Quality Control is one of the most important departments of our company, and its employees don’t accept any compromise. A separate text has been written about the work of this department, but it’s worth briefly mentioning two tests that our products undergo. The first of them is checking the closures’ durability by means of a dynamometer. Each of them has a certain pressure force standards it needs to meet. By reducing the thickness of the plastic used, you may find that the product will already crumble at the testing stage, thus disqualifying the entire batch from sale.
The second one is the drop test. The product is thrown in special conditions. After all, nobody said  that laboratory work has to be boring. This test is a simulation of the conditions in which the product is transported, stored and used. If our closures or packaging were to break at any of these stages, it would pose a danger to the user, which our quality control won’t allow! 

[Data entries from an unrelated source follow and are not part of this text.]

PR #3729, opened 2021-08-11
Retry GitHub download failures

leahwicz:
resolves https://github.com/dbt-labs/dbt/issues/3546

### Description

We are seeing `dbt deps` fail intermittently when trying to reach out to GitHub. We do retry logic for when we reach out to the registry hub so we want to try the same retry logic for GitHub to see if it improves the success rate of `dbt deps`.

### Checklist

### DIFF
--- a/core/dbt/clients/registry.py
+++ b/core/dbt/clients/registry.py
@@ -1,5 +1,5 @@
 import requests
-from dbt.utils import memoized, _exception_retry as exception_retry
+from dbt.utils import memoized, _connection_exception_retry as connection_exception_retry
 from dbt.logger import GLOBAL_LOGGER as logger
 import os
 
@@ -16,7 +16,10 @@ def _get_url(url, registry_base_url=None):
     return '{}{}'.format(registry_base_url, url)
 
 
-@exception_retry
+def _get_with_retries(path, registry_base_url=None):
+    return connection_exception_retry(lambda: _get(path, registry_base_url), 5)
+
+
 def _get(path, registry_base_url=None):
     url = _get_url(path, registry_base_url)
     logger.debug('Making package registry request: GET {}'.format(url))
@@ -28,22 +31,22 @@ def _get(path, registry_base_url=None):
 
 
 def index(registry_base_url=None):
-    return _get('api/v1/index.json', registry_base_url)
+    return _get_with_retries('api/v1/index.json', registry_base_url)
 
 
 index_cached = memoized(index)
 
 
 def packages(registry_base_url=None):
-    return _get('api/v1/packages.json', registry_base_url)
+    return _get_with_retries('api/v1/packages.json', registry_base_url)
 
 
 def package(name, registry_base_url=None):
-    return _get('api/v1/{}.json'.format(name), registry_base_url)
+    return _get_with_retries('api/v1/{}.json'.format(name), registry_base_url)
 
 
 def package_version(name, version, registry_base_url=None):
-    return _get('api/v1/{}/{}.json'.format(name, version), registry_base_url)
+    return _get_with_retries('api/v1/{}/{}.json'.format(name, version), registry_base_url)
 
 
 def get_available_versions(name):
--- a/core/dbt/clients/registry.py
+++ b/core/dbt/clients/registry.py
@@ -1,10 +1,7 @@
-from functools import wraps
 import requests
-from dbt.exceptions import RegistryException
-from dbt.utils import memoized
+from dbt.utils import memoized, _exception_retry as exception_retry
 from dbt.logger import GLOBAL_LOGGER as logger
 import os
-import time
 
 if os.getenv('DBT_PACKAGE_HUB_URL'):
     DEFAULT_REGISTRY_BASE_URL = os.getenv('DBT_PACKAGE_HUB_URL')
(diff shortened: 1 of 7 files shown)


core/dbt/clients/registry.py
```diff
@@ -19,26 +16,7 @@ def _get_url(url, registry_base_url=None):
...
-        while True:
-            attempt += 1
-            try:
-                return fn(*args, **kwargs)
-            except (requests.exceptions.ConnectionError, requests.exceptions.Timeout) as exc:
-                if attempt < max_attempts:
-                    time.sleep(1)
-                    continue
-                raise RegistryException(
-                    'Unable to connect to registry hub'
```
leahwicz, line 36: TBD: Change this message if this is the right implementation overall

jtcohen6 (commented):
Hooray!! Glad we're reusing + extending the existing decorator. The code looks pretty good to me, but I should not be the arbiter :)

Also interested to hear folks' thoughts about how best to test - perhaps mocking a package with a nonexistent tarball URL? I know [`test_registry_get_request_exception`](https://github.com/dbt-labs/dbt/blob/develop/test/unit/test_registry_get_request_exception.py) added some unneeded baggage to our unit testing.

core/dbt/utils.py
```diff
@@ -599,3 +603,22 @@ def __getitem__(self, name: str) -> Any:
 
     def __contains__(self, name) -> bool:
         return any((name in entry for entry in self._itersource()))
+
+
+def _exception_retry(fn):
+    @functools.wraps(fn)
+    def wrapper(*args, **kwargs):
+        max_attempts = 5
```
nathaniel-may, line 611: I'd rather have this as a function parameter than a hard coded number.

nathaniel-may (commented):
The python checks out. However, on a personal note, I find this wrapping pattern to be particularly opaque.

Here is an example of how I might suggest refactoring this:
```
# no juggling of indexes which is extremely error prone
def _exception_retry(lambda_fn, retries):
    if retries <= 0:
        raise RegistryException('Unable to connect to registry hub')
    else: 
        try:
            return lambda_fn()
        except (requests.exceptions.ConnectionError, requests.exceptions.Timeout):
            time.sleep(1)
            _exception_retry(lambda_fn, retries - 1)

# example call:
# accepting a lambda function as a parameter allows the outer 
# function to run it regardless of what parameters it takes
_exception_retry(lambda: 1+2, 5)
```
(the original exception is lost here, but that can be put back. I didn't write that part because it obfuscated the point I'm trying to make in the review)

In both ways of writing this, I would suggest the following tests:
1. pass a function that always throws these exceptions and check that you get the right exception back
2. pass a function that throws twice then returns correctly and check that you get the correct response

core/dbt/utils.py
```diff
@@ -599,3 +603,22 @@ def __getitem__(self, name: str) -> Any:
...
+        attempt = 0
+        while True:
+            attempt += 1
+            try:
+                return fn(*args, **kwargs)
+            except (requests.exceptions.ConnectionError, requests.exceptions.Timeout) as exc:
+                if attempt < max_attempts:
+                    time.sleep(1)
```
gshank, line 619: Do you think we might want to do some logging? Something like: logger.debug(f"Attempt {attempt} to connect.").

test/unit/test_core_dbt_utils.py
```diff
@@ -0,0 +1,41 @@
...
+
+class testCoreDbtUtils(unittest.TestCase):
+    def test_connection_exception_retry_none(self):
+        Counter._reset()
+        connection_exception_retry(lambda: Counter._add(), 5)
+        self.assertEqual(1, counter)
+
+    def test_connection_exception_retry_max(self):
+        Counter._reset()
+        self.assertRaises(ConnectionException, connection_exception_retry(lambda: Counter._add_with_exception(), 5))
```
leahwicz, line 16: This `assertRaises` doesn't work for me where it doesn't catch the exception (its the and the `ConnectionException` that is listed) and the test fails because an exception is hit. Can anyone see why that would be the case instead of it just succeeding that it was raised?

test/unit/test_core_dbt_utils.py
```diff
@@ -0,0 +1,41 @@
+import requests
+import unittest
+
+from dbt.exceptions import ConnectionException
+from dbt.utils import _connection_exception_retry as connection_exception_retry
+
+
+class testCoreDbtUtils(unittest.TestCase):
```
kwigley, line 8: nit 😄 
```suggestion
class TestCoreDbtUtils(unittest.TestCase):
```

core/dbt/clients/registry.py
```diff
@@ -19,26 +16,10 @@ def _get_url(url, registry_base_url=None):
...
-                ) from exc
-    return wrapper
-
-
-@_wrap_exceptions
+def _get_with_retries(path, registry_base_url=None):
+    return connection_exception_retry(lambda: _get(path, registry_base_url), 5)
```
kwigley, line 20: Not a required change, but I _think_ this might be a good place to use `functools.partial`!(https://docs.python.org/3/library/functools.html#functools.partial)

```suggestion
    get_fn = partial(_get, path, registry_base_url)
    return connection_exception_retry(get_fn, 5)
```

core/dbt/clients/system.py
```diff
@@ -441,6 +440,12 @@ def run_cmd(
     return out, err
 
 
+def download_with_retries(
+    url: str, path: str, timeout: Optional[Union[float, tuple]] = None
+) -> None:
+    connection_exception_retry(lambda: download(url, path, timeout), 5)
```
kwigley, line 446: same comment about `partial` here as well

kwigley (changes requested):

kwigley (approved):

PR #3732, opened 2021-08-11
Swap dummy perf testing projects for a real one

nathaniel-may:
### Description

To test [PR#6302](https://github.com/dbt-labs/dbt/pull/3602) I used dummy projects which are currently merged. This PR ONLY swaps out those target projects. There are no code changes here. There is only one target project now and it has 2000 model files.

As a best practice, performance testing targets are generally checked in instead of generated. Even though this example is from a generated project, to show without a doubt that the generation does not change between runs, we simply check in the generated files. In the future we could consider separating out our performance work from the main repository, however as of this change, these files only add an additional ~6k to our codebase which will have a negligible effect on our contributors.

### Checklist


leahwicz:
This failed integration test is the exact thing we should look at when we go to fix the tests this cycle 😢

leahwicz (approved):

PR #3749, opened 2021-08-13
Basic local FS functionality, pt 2

iknox-fa:
PR for second segment of local FS storage adapter.
Contains:

- Cleaned up `dbt.clients.system` module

Quality vs environment protection
Another noteworthy aspect is the juxtaposition of the product's durability with environmental considerations.
Even if it's a single-use product, it must be of sufficient quality to serve its purpose. It would be highly unecological to let a client use a trigger sprayer that would start to disintegrate halfway through a bottle of cleaning fluid, forcing them to look for a new closure on the market.
Apparent savings - made by us as a producer on material and by the entity placing the product on the market on EPR fee per product weight would ultimately be uneconomical for the consumer and environmentally unsound for the Planet.

Re-fill service without a lotion pump
More and more cosmetic companies and drugstores offer refill services for cosmetic or detergent products. We can buy a bulk pack or doypack of, for example, handwashing liquid to refill the  bottle with a lotion pump we already have.
We can also take advantage of the refill services offered in drugstores, for which we also need our own bottle.
Consequently, if our closures were as lean as possible, on the brink of breaking, they wouldn’t allow us to be green.

We often notice that certain actions branded as “environmentally friendly” have nothing to do with that.
We don’t disregard common sense in everyday choices made by company purchase departments or private individuals.